Saved entries:
********************

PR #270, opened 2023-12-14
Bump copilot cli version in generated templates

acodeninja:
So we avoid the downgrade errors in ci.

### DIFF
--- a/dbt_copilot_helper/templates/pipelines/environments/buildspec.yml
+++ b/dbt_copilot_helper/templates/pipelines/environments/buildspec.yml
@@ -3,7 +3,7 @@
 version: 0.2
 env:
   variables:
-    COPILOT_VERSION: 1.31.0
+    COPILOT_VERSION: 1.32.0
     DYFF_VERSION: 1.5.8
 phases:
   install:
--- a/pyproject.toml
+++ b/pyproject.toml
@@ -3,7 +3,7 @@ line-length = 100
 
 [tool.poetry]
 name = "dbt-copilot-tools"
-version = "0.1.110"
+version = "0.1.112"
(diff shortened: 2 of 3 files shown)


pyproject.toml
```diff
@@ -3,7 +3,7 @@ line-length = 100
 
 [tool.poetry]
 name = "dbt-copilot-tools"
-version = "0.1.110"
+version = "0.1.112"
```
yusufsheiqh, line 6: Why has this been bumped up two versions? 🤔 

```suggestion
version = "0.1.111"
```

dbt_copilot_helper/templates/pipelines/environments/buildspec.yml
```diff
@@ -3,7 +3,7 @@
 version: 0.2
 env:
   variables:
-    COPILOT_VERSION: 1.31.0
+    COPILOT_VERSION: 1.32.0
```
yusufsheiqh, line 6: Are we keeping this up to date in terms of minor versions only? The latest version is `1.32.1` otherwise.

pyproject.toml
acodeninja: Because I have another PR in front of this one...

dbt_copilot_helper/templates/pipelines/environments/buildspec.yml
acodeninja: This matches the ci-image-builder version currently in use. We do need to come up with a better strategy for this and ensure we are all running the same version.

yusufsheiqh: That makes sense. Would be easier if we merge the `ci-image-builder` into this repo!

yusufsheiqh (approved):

********************

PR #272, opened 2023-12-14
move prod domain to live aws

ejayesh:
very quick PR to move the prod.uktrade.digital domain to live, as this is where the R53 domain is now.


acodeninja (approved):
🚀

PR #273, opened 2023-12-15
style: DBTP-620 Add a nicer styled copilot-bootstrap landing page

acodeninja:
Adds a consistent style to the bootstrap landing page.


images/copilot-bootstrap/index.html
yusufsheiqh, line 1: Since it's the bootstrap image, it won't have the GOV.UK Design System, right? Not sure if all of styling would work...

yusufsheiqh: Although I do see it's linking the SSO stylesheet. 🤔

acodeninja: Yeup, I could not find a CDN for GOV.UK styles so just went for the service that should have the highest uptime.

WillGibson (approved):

********************

Task directions: Which lines above contain the word "templates"? Copy all of them.

Written response:
Bump copilot cli version in generated templates
--- a/dbt_copilot_helper/templates/pipelines/environments/buildspec.yml
+++ b/dbt_copilot_helper/templates/pipelines/environments/buildspec.yml
dbt_copilot_helper/templates/pipelines/environments/buildspec.yml
dbt_copilot_helper/templates/pipelines/environments/buildspec.yml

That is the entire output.